All the records below must be returned exactly as they stand.

(Collected data entries)
####################

PR #2113, opened 2026-06-30
Allow configuration of A2A client timeout

### LINKED ISSUE #2112: [FEATURE] Allow configuration of HTTP client timeout in A2A SDK clients
### 📋 Prerequisites

### 📝 Feature Summary

Allow configuration of HTTP client timeout in A2A SDK clients

The A2A Go SDK (a2aclient package) hardcodes an HTTP client timeout of 3 minutes (defaultRequestTimeout = 3 * time.Minute) when no custom http.Client is provided. This is incompatible with SSE-based streaming agents that legitimately run longer than 3 minutes, causing downstream consumers to receive context deadline exceeded errors even when the agent is still actively streaming responses.

## Current Behaviour

When constructing an A2A client transport without a pre-configured http.Client:

```
// In a2aclient/jsonrpc.go
func NewJSONRPCTransport(url string, client *http.Client) Transport {
    t := &jsonrpcTransport{url: url}
    if client == nil {
        t.httpClient = &http.Client{Timeout: defaultRequestTimeout}  // 3 minutes
    } else {
        t.httpClient = client
    }
    // ...
}
```

The 3-minute limit applies to the entire HTTP request/response cycle, including SSE streaming where events may be spaced minutes apart. This is too short for long-running analysis or computation tasks.

## Impact

Downstream consumers like kagent controller, that rely on the SDK's defaults for streaming A2A calls experience timeout failures:

```
SSE stream error: context deadline exceeded (Client.Timeout or context cancellation while reading body)
```

### 💡 Proposed Solution

Add a timeout configuration option to a2aclient factory functions.

This could be a environment variable that users could pass in the Helm values and the controller starts using to implement the extended timeout limit. 

### 🔄 Alternatives Considered

_No response_

### 🎯 Affected Service(s)

Controller Service

### 📚 Additional Context

_No response_

Daniel-Vaz:
With this change users can now set `controller.a2aClientTimeout` in their Helm values to override the timeout. Default behavior (empty/0) removes all timeout, preventing the 3-minute SSE cutoff.

Closes #2112

# Problem

The a2a-go SDK applies a hardcoded 3-minute HTTP timeout to all A2A client requests. This causes context deadline exceeded errors when agents take longer than 3 minutes to complete, even during normal SSE streaming operations.

# Proposed Solution

- Add `KAGENT_A2A_CLIENT_TIMEOUT` environment variable (default: 0 = no timeout)
- Create `a2aHTTPClient()` function to build HTTP clients respecting the configured timeout
- Wire the timeout through Helm values (`controller.a2aClientTimeout`) → `ConfigMap` → env var
- Replaces the SDK's 3-minute default with a configurable value suitable for long-running agents

# Changes

- `kagent.go`: Register `KagentA2AClientTimeout` env var
- `a2a_registrar.go`: Implement `a2aHTTPClient()` and use it instead of `debugHTTPClient()`
- `values.yaml`: Add `controller.a2aClientTimeout` Helm value
- `controller-configmap.yaml`: Wire env var to the `ConfigMap`

### DIFF
--- a/go/core/internal/a2a/a2a_registrar.go
+++ b/go/core/internal/a2a/a2a_registrar.go
@@ -216,7 +216,7 @@ func (a *A2ARegistrar) upsertAgentHandler(ctx context.Context, agent v1alpha2.Ag
 
 	provider := resolveProviderName(ctx, a.cache, agent)
 
-	httpClient := debugHTTPClient()
+	httpClient := a2aHTTPClient()
 	if sa, ok := agent.(*v1alpha2.SandboxAgent); ok &&
 		a.substrateSandboxActorBackend != nil {
 		routerURL := a.ateneRouterURL
@@ -274,8 +274,8 @@ func (a *A2ARegistrar) upsertAgentHandler(ctx context.Context, agent v1alpha2.Ag
 	return nil
 }
 
-// debugHTTPClient returns nil in normal operation, letting the a2aclient SDK apply its
-// default 3-minute request timeout. In debug mode it overrides the dial target so all
+// debugHTTPClient returns nil in normal operation, letting the caller apply its
+// configured timeout. In debug mode it overrides the dial target so all
 // A2A traffic is redirected to a fixed address (e.g. a local proxy).
 func debugHTTPClient() *http.Client {
 	debugAddr := env.KagentA2ADebugAddr.Get()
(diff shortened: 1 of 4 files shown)


go/core/internal/a2a/a2a_registrar.go
```diff
@@ -292,6 +292,17 @@ func debugHTTPClient() *http.Client {
 	}
 }
 
+// a2aHTTPClient returns the HTTP client to use for A2A requests to agent pods.
+// It respects KAGENT_A2A_CLIENT_TIMEOUT (default 0 = no timeout), overriding
+// the a2a-go SDK's built-in 3-minute default which is too short for long-running
+// streaming agents.
+func a2aHTTPClient() *http.Client {
```
EItanya: Can we combine this and the existing `debugHTTPClient` functions into a single function so the flow is readable?

Daniel-Vaz: Thanks for the review.
I've merged `debugHTTPClient()` and `a2aHTTPClient()` into a single function.
When possible please do have another look

EItanya (approved):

####################

_Solution to this exercise_
PR #2113, opened 2026-06-30
Allow configuration of A2A client timeout

### LINKED ISSUE #2112: [FEATURE] Allow configuration of HTTP client timeout in A2A SDK clients
### 📋 Prerequisites

### 📝 Feature Summary

Allow configuration of HTTP client timeout in A2A SDK clients

The A2A Go SDK (a2aclient package) hardcodes an HTTP client timeout of 3 minutes (defaultRequestTimeout = 3 * time.Minute) when no custom http.Client is provided. This is incompatible with SSE-based streaming agents that legitimately run longer than 3 minutes, causing downstream consumers to receive context deadline exceeded errors even when the agent is still actively streaming responses.

## Current Behaviour

When constructing an A2A client transport without a pre-configured http.Client:

```
// In a2aclient/jsonrpc.go
func NewJSONRPCTransport(url string, client *http.Client) Transport {
    t := &jsonrpcTransport{url: url}
    if client == nil {
        t.httpClient = &http.Client{Timeout: defaultRequestTimeout}  // 3 minutes
    } else {
        t.httpClient = client
    }
    // ...
}
```

The 3-minute limit applies to the entire HTTP request/response cycle, including SSE streaming where events may be spaced minutes apart. This is too short for long-running analysis or computation tasks.

## Impact

Downstream consumers like kagent controller, that rely on the SDK's defaults for streaming A2A calls experience timeout failures:

```
SSE stream error: context deadline exceeded (Client.Timeout or context cancellation while reading body)
```

### 💡 Proposed Solution

Add a timeout configuration option to a2aclient factory functions.

This could be a environment variable that users could pass in the Helm values and the controller starts using to implement the extended timeout limit. 

### 🔄 Alternatives Considered

_No response_

### 🎯 Affected Service(s)

Controller Service

### 📚 Additional Context

_No response_

Daniel-Vaz:
With this change users can now set `controller.a2aClientTimeout` in their Helm values to override the timeout. Default behavior (empty/0) removes all timeout, preventing the 3-minute SSE cutoff.

Closes #2112

# Problem

The a2a-go SDK applies a hardcoded 3-minute HTTP timeout to all A2A client requests. This causes context deadline exceeded errors when agents take longer than 3 minutes to complete, even during normal SSE streaming operations.

# Proposed Solution

- Add `KAGENT_A2A_CLIENT_TIMEOUT` environment variable (default: 0 = no timeout)
- Create `a2aHTTPClient()` function to build HTTP clients respecting the configured timeout
- Wire the timeout through Helm values (`controller.a2aClientTimeout`) → `ConfigMap` → env var
- Replaces the SDK's 3-minute default with a configurable value suitable for long-running agents

# Changes

- `kagent.go`: Register `KagentA2AClientTimeout` env var
- `a2a_registrar.go`: Implement `a2aHTTPClient()` and use it instead of `debugHTTPClient()`
- `values.yaml`: Add `controller.a2aClientTimeout` Helm value
- `controller-configmap.yaml`: Wire env var to the `ConfigMap`

### DIFF
--- a/go/core/internal/a2a/a2a_registrar.go
+++ b/go/core/internal/a2a/a2a_registrar.go
@@ -216,7 +216,7 @@ func (a *A2ARegistrar) upsertAgentHandler(ctx context.Context, agent v1alpha2.Ag
 
 	provider := resolveProviderName(ctx, a.cache, agent)
 
-	httpClient := debugHTTPClient()
+	httpClient := a2aHTTPClient()
 	if sa, ok := agent.(*v1alpha2.SandboxAgent); ok &&
 		a.substrateSandboxActorBackend != nil {
 		routerURL := a.ateneRouterURL
@@ -274,8 +274,8 @@ func (a *A2ARegistrar) upsertAgentHandler(ctx context.Context, agent v1alpha2.Ag
 	return nil
 }
 
-// debugHTTPClient returns nil in normal operation, letting the a2aclient SDK apply its
-// default 3-minute request timeout. In debug mode it overrides the dial target so all
+// debugHTTPClient returns nil in normal operation, letting the caller apply its
+// configured timeout. In debug mode it overrides the dial target so all
 // A2A traffic is redirected to a fixed address (e.g. a local proxy).
 func debugHTTPClient() *http.Client {
 	debugAddr := env.KagentA2ADebugAddr.Get()
(diff shortened: 1 of 4 files shown)


go/core/internal/a2a/a2a_registrar.go
```diff
@@ -292,6 +292,17 @@ func debugHTTPClient() *http.Client {
 	}
 }
 
+// a2aHTTPClient returns the HTTP client to use for A2A requests to agent pods.
+// It respects KAGENT_A2A_CLIENT_TIMEOUT (default 0 = no timeout), overriding
+// the a2a-go SDK's built-in 3-minute default which is too short for long-running
+// streaming agents.
+func a2aHTTPClient() *http.Client {
```
EItanya: Can we combine this and the existing `debugHTTPClient` functions into a single function so the flow is readable?

Daniel-Vaz: Thanks for the review.
I've merged `debugHTTPClient()` and `a2aHTTPClient()` into a single function.
When possible please do have another look

EItanya (approved):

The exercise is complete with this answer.